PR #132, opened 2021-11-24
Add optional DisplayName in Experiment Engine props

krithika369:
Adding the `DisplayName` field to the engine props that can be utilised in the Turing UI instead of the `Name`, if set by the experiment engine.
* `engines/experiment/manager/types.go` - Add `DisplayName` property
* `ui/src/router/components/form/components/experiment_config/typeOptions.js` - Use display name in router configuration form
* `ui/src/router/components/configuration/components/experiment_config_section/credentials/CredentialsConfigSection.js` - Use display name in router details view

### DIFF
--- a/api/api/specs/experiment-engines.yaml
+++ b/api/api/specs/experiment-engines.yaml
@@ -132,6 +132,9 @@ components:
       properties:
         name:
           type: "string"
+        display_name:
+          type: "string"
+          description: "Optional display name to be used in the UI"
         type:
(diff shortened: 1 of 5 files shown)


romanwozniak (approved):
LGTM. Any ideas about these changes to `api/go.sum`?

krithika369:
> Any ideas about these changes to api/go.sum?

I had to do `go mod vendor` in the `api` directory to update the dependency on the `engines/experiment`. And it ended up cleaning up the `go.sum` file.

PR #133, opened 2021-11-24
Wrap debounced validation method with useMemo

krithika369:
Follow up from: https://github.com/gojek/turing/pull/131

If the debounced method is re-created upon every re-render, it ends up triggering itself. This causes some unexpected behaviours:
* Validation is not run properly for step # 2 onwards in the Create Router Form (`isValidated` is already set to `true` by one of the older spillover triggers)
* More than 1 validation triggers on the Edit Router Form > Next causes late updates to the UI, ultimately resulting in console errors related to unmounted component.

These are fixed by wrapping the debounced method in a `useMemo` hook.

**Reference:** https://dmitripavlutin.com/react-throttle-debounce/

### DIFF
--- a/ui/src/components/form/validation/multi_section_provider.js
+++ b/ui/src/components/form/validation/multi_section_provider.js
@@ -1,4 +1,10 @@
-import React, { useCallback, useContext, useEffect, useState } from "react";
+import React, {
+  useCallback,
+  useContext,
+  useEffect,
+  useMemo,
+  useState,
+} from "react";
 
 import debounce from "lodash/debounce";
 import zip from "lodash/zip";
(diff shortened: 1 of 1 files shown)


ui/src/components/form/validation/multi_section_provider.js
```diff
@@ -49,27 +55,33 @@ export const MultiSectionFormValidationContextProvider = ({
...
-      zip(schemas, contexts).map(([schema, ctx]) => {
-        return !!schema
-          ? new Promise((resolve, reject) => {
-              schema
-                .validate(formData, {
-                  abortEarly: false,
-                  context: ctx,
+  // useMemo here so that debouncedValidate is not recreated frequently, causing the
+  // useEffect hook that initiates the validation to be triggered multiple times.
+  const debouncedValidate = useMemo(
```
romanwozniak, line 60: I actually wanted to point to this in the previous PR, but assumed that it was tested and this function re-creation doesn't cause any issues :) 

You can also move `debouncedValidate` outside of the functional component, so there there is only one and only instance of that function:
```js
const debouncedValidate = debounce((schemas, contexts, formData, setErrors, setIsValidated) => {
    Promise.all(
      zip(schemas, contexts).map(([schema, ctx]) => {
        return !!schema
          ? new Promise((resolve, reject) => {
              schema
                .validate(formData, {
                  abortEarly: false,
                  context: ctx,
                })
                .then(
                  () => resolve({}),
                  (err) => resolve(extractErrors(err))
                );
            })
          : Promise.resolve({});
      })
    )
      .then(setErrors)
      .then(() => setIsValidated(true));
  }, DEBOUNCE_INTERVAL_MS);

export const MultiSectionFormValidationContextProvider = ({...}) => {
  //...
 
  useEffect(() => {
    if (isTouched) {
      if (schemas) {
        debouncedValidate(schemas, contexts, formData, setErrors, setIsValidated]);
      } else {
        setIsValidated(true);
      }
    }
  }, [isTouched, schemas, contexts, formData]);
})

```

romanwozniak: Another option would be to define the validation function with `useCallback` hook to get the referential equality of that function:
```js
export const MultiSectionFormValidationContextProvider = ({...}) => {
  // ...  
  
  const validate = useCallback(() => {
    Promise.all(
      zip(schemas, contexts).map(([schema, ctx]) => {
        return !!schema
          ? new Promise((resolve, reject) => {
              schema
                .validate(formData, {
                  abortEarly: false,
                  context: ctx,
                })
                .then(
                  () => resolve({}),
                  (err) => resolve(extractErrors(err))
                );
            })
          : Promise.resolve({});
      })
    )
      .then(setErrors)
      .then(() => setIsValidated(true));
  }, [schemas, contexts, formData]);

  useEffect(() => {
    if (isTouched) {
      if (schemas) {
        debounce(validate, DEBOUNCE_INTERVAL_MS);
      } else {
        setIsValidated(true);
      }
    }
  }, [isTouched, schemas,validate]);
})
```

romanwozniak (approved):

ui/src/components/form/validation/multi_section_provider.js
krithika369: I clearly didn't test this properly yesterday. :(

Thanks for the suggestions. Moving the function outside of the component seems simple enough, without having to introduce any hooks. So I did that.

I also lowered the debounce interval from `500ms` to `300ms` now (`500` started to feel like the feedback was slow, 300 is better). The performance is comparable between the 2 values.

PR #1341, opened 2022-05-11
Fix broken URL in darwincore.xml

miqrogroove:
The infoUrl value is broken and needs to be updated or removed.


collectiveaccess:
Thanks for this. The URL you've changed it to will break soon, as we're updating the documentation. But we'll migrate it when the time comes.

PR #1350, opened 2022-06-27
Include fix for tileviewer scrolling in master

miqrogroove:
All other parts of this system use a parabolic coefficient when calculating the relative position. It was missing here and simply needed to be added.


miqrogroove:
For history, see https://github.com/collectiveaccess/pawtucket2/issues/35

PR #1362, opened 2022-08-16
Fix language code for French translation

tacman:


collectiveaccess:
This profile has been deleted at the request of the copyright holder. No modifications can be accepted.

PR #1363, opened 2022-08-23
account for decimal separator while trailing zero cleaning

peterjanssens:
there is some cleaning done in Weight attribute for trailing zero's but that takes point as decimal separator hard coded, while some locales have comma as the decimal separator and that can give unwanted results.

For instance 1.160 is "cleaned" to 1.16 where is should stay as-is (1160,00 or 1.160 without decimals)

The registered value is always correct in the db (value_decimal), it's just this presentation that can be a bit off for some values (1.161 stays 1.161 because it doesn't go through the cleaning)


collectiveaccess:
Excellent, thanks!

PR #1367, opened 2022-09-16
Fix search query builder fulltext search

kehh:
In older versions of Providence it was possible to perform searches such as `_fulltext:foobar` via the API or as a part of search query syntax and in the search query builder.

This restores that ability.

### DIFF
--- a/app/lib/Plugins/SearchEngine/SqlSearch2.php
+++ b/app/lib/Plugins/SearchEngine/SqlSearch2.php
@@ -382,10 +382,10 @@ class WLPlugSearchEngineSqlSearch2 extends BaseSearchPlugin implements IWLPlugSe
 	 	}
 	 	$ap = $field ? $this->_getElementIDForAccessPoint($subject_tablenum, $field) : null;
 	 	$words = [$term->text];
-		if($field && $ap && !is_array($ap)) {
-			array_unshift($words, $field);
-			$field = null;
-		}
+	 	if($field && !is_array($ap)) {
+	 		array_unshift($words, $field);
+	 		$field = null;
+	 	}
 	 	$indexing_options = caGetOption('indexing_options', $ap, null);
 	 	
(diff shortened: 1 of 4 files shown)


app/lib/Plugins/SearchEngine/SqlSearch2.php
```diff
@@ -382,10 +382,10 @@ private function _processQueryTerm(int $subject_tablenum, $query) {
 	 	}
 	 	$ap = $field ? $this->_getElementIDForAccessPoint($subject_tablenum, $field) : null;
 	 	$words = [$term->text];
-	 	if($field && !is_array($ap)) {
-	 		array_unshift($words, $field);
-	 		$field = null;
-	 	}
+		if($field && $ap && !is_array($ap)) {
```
◆ ◆ ◆ ◆
Wherever a line of the entries holds the string "some", copy that line.

__EXERCISE RESPONSE__:
If the debounced method is re-created upon every re-render, it ends up triggering itself. This causes some unexpected behaviours:
there is some cleaning done in Weight attribute for trailing zero's but that takes point as decimal separator hard coded, while some locales have comma as the decimal separator and that can give unwanted results.
The registered value is always correct in the db (value_decimal), it's just this presentation that can be a bit off for some values (1.161 stays 1.161 because it doesn't go through the cleaning)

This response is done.